PROBLEM TO WORK ON
Search the entries below for the word "public", then copy each line in which it is found.

Collected data entries
◆ ◆ ◆
PR #2895, opened 2022-09-20
feat(CodeWhisperer) add sending serviceInvocationCount field in codeCoverageTracker

Will-ShaoHua:
### Requirement:
Tracker will increment `tracker.serviceInvocationCount` by 1 if there is a successful service invocation with specific programming language, i.e. if cwspr get invoked successfully with `python`, only python tracker will increment serviceInvocationCount.

## License


src/codewhisperer/tracker/codewhispererCodeCoverageTracker.ts
```diff
@@ -188,10 +210,18 @@ export class CodeWhispererCodeCoverageTracker {
         }
     }
 
+    public activateTrackerIfNotActive(globals: vscode.Memento) {
+        const isTermsAccepted = globals.get<boolean>(CodeWhispererConstants.termsAcceptedKey) || false
+        if (this._isTrackerActive) return
+        if (!TelemetryHelper.instance.isTelemetryEnabled() || !isTermsAccepted) return
+        this._isTrackerActive = true
+    }
```
JadenSimon, line 218: I think this refactor had the right direction but could use some refinement in terms of usage. I'd put the `Memento` parameter back into the constructor and replace `_isTrackerActive` with this:
```suggestion
    public get isActive() {
        const isTermsAccepted = this.globals.get<boolean>(CodeWhispererConstants.termsAcceptedKey) || false
        
        return TelemetryHelper.instance.isTelemetryEnabled() && isTermsAccepted
    }
```

Then for ergonomics make `getTracker` use a default:
```ts
    public static getTracker(language: string, memento = globals.context.globalState): CodeWhispererCodeCoverageTracker | undefined {
```

The reasoning is that it's too easy to forget to call `activateTrackerIfNotActive` after calling `getTracker`.

Will-ShaoHua: noted, yea let me update this

leigaol:
Can you rename title to feat(codewisperer):...?

src/codewhisperer/activation.ts
```diff
@@ -421,10 +420,7 @@ export async function activate(context: ExtContext): Promise<void> {
                     }
                 }
 
-                CodeWhispererCodeCoverageTracker.getTracker(
-                    e.document.languageId,
-                    context.extensionContext.globalState
-                )?.countTotalTokens(e)
+                CodeWhispererCodeCoverageTracker.getTracker(e.document.languageId)?.countTotalTokens(e)
```
leigaol, line 423: `e.document.languageId` -> `runtimeLanguageContext.mapToRuntimeLanguage()` ?

e.document.languageId may contain jsx, javascript react

Will-ShaoHua: yep, sounds good let me fix it real quick

src/dynamicResources/model/supported_resources.json
```diff
@@ -1796,10 +1796,10 @@
         "documentation": "http://docs.aws.amazon.com/AWSCloudFormation/latest/UserGuide/aws-resource-lookoutvision-project.html"
     },
```
Will-ShaoHua, line 1797: no idea why I include changes on this file too

Will-ShaoHua: seems I already merged from mainline here https://github.com/aws/aws-toolkit-vscode/blob/master/src/dynamicResources/model/supported_resources.json#L389, but diff here doesn't work

JadenSimon: I think it's just `prettier`

JadenSimon:
I'm guessing the failures are because of differing behavior with the new inline suggestions class.

JadenSimon (approved):

leigaol (approved):

PR #2902, opened 2022-09-21
fix(codewhisperer): impove 'hover' override robustness for inline suggestions

JadenSimon:
## Problem
CodeWhisperer won't restore user settings if they reload/exit at certain times

## Solution
Use `globalState` + restore the setting on extension activation

## License


leigaol (approved):
Looks good!

justinmk3 (approved):

PR #2903, opened 2022-09-21
feat(codewhisperer): auto-trigger improvements

zixlin7:
## Problem
to improve our auto-trigger heuristic to be more aggressive at showing recommendations
## Solution
- remove key stroke based auto-trigger
- add new triggering based on user's idle time, we will trigger if there has been 2s since the last invocation and the previous request has finished

Inline api not enabled:

https://user-images.githubusercontent.com/60411978/192033831-71d269f3-6bba-4118-b22f-d31a830a7e3c.mov

inline api enabled:

https://user-images.githubusercontent.com/60411978/192033900-73fb747a-b315-4a84-984b-88f6ad0ce9ca.mov

cloud9:

https://user-images.githubusercontent.com/60411978/192033930-53e6d8d0-2def-48a9-9144-f86690acb9c6.mov

## License

### DIFF
--- a/src/codewhisperer/service/keyStrokeHandler.ts
+++ b/src/codewhisperer/service/keyStrokeHandler.ts
@@ -42,7 +42,7 @@ export class KeyStrokeHandler {
         return (this.#instance ??= new this())
     }
 
-    private startIdleTimeTriggerTimer(
+    public startIdleTimeTriggerTimer(
         event: vscode.TextDocumentChangeEvent,
         editor: vscode.TextEditor,
         client: DefaultCodeWhispererClient,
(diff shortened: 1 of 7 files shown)


src/codewhisperer/service/keyStrokeHandler.ts
```diff
@@ -193,6 +201,7 @@ export class KeyStrokeHandler {
                     RecommendationHandler.instance.isGenerateRecommendationInProgress = false
                 }
             } else if (isInlineCompletionEnabled()) {
+                if (InlineCompletionService.instance.isPaginationRunning()) return
```
leigaol, line 204: This if is not necessary because .getPaginatedRecommendation contains this if

src/codewhisperer/service/keyStrokeHandler.ts
```diff
@@ -42,6 +42,27 @@ export class KeyStrokeHandler {
...
+        editor: vscode.TextEditor,
+        client: DefaultCodeWhispererClient,
+        config: ConfigurationEntry
+    ) {
+        if (this.idleTriggerTimer) {
+            clearInterval(this.idleTriggerTimer)
+            this.idleTriggerTimer = undefined
+        }
+        this.idleTriggerTimer = setInterval(() => {
+            const duration = Math.floor((performance.now() - RecommendationHandler.instance.lastInvocationTime) / 1000)
```
leigaol, line 56: is `RecommendationHandler.instance.lastInvocationTime ` accurate to describe the last user input time?

zixlin7: this is not for input time, this is to ensure 2s since the lastInvocation, user input is handed by key stroke, so if there is more key stoke we cancel previous interval.

src/codewhisperer/service/keyStrokeHandler.ts
zixlin7: done, thank!

src/codewhisperer/service/keyStrokeHandler.ts
```diff
@@ -42,6 +42,28 @@ export class KeyStrokeHandler {
...
+            if (duration < CodeWhispererConstants.invocationTimeIntervalThreshold) return
+            if (isCloud9() && RecommendationHandler.instance.isGenerateRecommendationInProgress) return
+            if (isInlineCompletionEnabled() && InlineCompletionService.instance.isPaginationRunning()) return
+            if (InlineCompletion.instance.getIsActive || InlineCompletion.instance.isPaginationRunning()) return
+            this.invokeAutomatedTrigger('IdleTime', editor, client, config)
+            if (this.idleTriggerTimer) clearInterval(this.idleTriggerTimer)
+            this.idleTriggerTimer = undefined
```
JadenSimon, line 63: If you want to be extra defensive:
```suggestion
            try {
                this.invokeAutomatedTrigger('IdleTime', editor, client, config)
            } finally {
                 if (this.idleTriggerTimer) {
                     clearInterval(this.idleTriggerTimer)
                     this.idleTriggerTimer = undefined
                 }
            }
            })
```

src/test/codewhisperer/service/keyStrokeHandler.test.ts
```diff
@@ -100,19 +98,6 @@ describe('keyStrokeHandler', function () {
             assert.ok(!invokeSpy.called)
         })
 
-        it('Should not call invokeAutomatedTrigger if previous text input is within 2 seconds and it is not a specialcharacter trigger \n', async function () {
```
JadenSimon, line 103: We're removing a decent number of tests without any new tests to cover for them. Are these deleted tests covered by something else? If not, is there any way to extract out some of the logic in the `idleTriggerTimer` callback and test the same/similar behavior?

zixlin7: added tests

zixlin7:
[Please hold on merging this PR, thanks!]

PR #2904, opened 2022-09-21
refactor(codewhisperer): Simplify pagination 

leigaol:
## Problem
Pagination logic in CodeWhisperer is unnecessarily complex. See https://github.com/aws/aws-toolkit-vscode/pull/2888#discussion_r973236349

## Solution

Simplify pagination logic.

## License

### DIFF
--- a/src/codewhisperer/service/inlineCompletionService.ts
+++ b/src/codewhisperer/service/inlineCompletionService.ts
@@ -174,11 +174,15 @@ export class InlineCompletionService {
     private hide: vscode.Disposable
     private next: vscode.Disposable
     private prev: vscode.Disposable
+    private _isPaginationRunning = false
 
     constructor() {
         this.prev = prevCommand.register(this)
         this.next = nextCommand.register(this)
         this.hide = hideCommand.register(this)
+        RecommendationHandler.instance.onDidReceiveRecommendation(e => {
+            this.tryShowRecommendation()
+        })
     }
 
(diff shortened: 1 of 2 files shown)


src/codewhisperer/service/inlineCompletionService.ts
```diff
@@ -174,11 +174,15 @@ export class InlineCompletionService {
...
     private prev: vscode.Disposable
+    private _isPaginationRunning = false
 
     constructor() {
         this.prev = prevCommand.register(this)
         this.next = nextCommand.register(this)
         this.hide = hideCommand.register(this)
+        RecommendationHandler.instance.onDidReceiveRecommendation(e => {
+            this.tryShowRecommendation()
+        })
```
JadenSimon, line 185: Making this event-based is a decent strategy _if_ multiple things could potentially be mutating `RecommendationHandler` _or_ if `tryShowRecommendation` is only responsible for UI. Right now, this change doesn't simplify things too much other than creating smaller functions, but maybe if we start moving more responsibility to `RecommendationHandler` it might?

This refactor might actually be quite a bit of work because most of the problem is with all the cross-talk, not necessarily the pagination. We'd likely need to change code in _many_ places. So I'm fine with merging as-is.

JadenSimon (approved):

leigaol:
The CI failure is irrelevant to this PR.

Issue #2818, opened 2022-08-10
ECS exec: user can cancel long-running commands


justinmk3:
## Problem

If ecs exec is used to run a command that takes too long or hangs, Toolkit does not provide a way to cancel it.

https://github.com/aws/aws-toolkit-vscode/issues/2607#issuecomment-1210098083 : 

> if you accidentally run a continuous command there's no way to stop it other than stopping the task. 

ref #2607

## Proposal

- Surface ecs exec tasks via a command and/or in AWS Explorer. 
- User can cancel tasks that were started from the Toolkit ecs exec feature.

justinmk3:
Fixed in 1.51

Issue #2607, opened 2022-05-02
ECS exec: support interactive (terminal) commands


pedrovanzella:
**Is your feature request related to a problem? Please describe.**

ECS Execute-Command already uses the `--interactive` flag. However, the command execution goes to an Output (read-only) pane. We often want to interact with a REPL inside the container (such as the Rails console), so starting a terminal process would be best.

**Describe the solution you'd like**

When running a command on an ECS task, start a terminal process instead.

ckonefke:
This feature is definitely needed.  I found myself very jealous when I saw my co-worker with pycharm/JetBrains already has this ability.  Single, non-interactive commands are very limited, and if you accidentally run a continuous command there's no way to stop it other than stopping the task.  You could run another command to find the pid, and another to kill the pid, but can't we just have a CTRL-C?

justinmk3:
> if you accidentally run a continuous command there's no way to stop it other than stopping the task.

@ckonefke that's a good point, I created https://github.com/aws/aws-toolkit-vscode/issues/2818 to track this.

justinmk3:
This feature was included in AWS Toolkit 1.51. 

## `Open Terminal` on ECS tasks

Use the `Open Terminal...` command on ECS tasks to start an interactive terminal connected to the task container.

<img width="237" alt="image" src="https://user-images.githubusercontent.com/55561878/194167386-83931388-69da-4f63-b7a7-90d296fb56a2.png">

## Configure ECS settings

Look for "ecs" in VSCode settings to change the default command (shell) that is run by the `Open Terminal...` command.

<img width="546" alt="image" src="https://user-images.githubusercontent.com/55561878/194167674-a8eb57bc-b7eb-436e-8f29-a4f59b57264c.png">

PR #2905, opened 2022-09-21
feat(ecs): open task session in interactive terminal

JadenSimon:
## Problem
* https://github.com/aws/aws-toolkit-vscode/issues/2607
* https://github.com/aws/aws-toolkit-vscode/issues/2818

## Solution
* Fix ECS icons so they render correctly as a font (VS Code changed things recently)
* Refactor a few things to remove coupling to `AWSTreeNodeBase`
* Add new command that starts a terminal using SSM (available as an option on a container node)
* Add cancellable progress message when running a command 
* Terminates the SSM session when the local process exits 

Open questions:
* The terminal codepath uses `/usr/bin/env bash` as a hard-coded command, should this be a setting? (Probably...)
* Is there a way to not have the terminal close when a one-off command terminates? If not, we need to continue using the output channel

## License


package.nls.json
```diff
@@ -101,6 +102,7 @@
     "AWS.ecs.enableEcsExec": "Enable Command Execution",
     "AWS.ecs.disableEcsExec": "Disable Command Execution",
     "AWS.ecs.runCommandInContainer": "Run command in container",
+    "AWS.ecs.openTaskInTerminal": "Open interactive session in terminal",
```
justinmk3, line 105: - can we just name this "Open Terminal"? That also somewhat matches vscode's own wording.
- this is an action, right? So I guess it needs to be Title Case (same for the one above it)


```suggestion
    "AWS.ecs.openTaskInTerminal": "Open Terminal",
```

src/ecs/commands.ts
```diff
@@ -0,0 +1,182 @@
...
+async function withoutShellIntegration<T>(cb: () => T | Promise<T>): Promise<T> {
+    const userValue = Settings.instance.get('terminal.integrated.shellIntegration.enabled', Boolean)
+
+    try {
+        await Settings.instance.update('terminal.integrated.shellIntegration.enabled', false)
+        return await cb()
+    } finally {
+        Settings.instance.update('terminal.integrated.shellIntegration.enabled', userValue)
+    }
+}
```
JadenSimon, line 149: This hack is my biggest concern right now as there's a slight risk of leaving the setting `false`. Without it, the session token gets logged by VS Code. Need to open an issue with them as they shouldn't be logging arguments from extensions.

src/shared/clients/iamClient.ts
◆ ◆ ◆
EXPECTED OUTPUT
+    public activateTrackerIfNotActive(globals: vscode.Memento) {
    public get isActive() {
    public static getTracker(language: string, memento = globals.context.globalState): CodeWhispererCodeCoverageTracker | undefined {
+    public startIdleTimeTriggerTimer(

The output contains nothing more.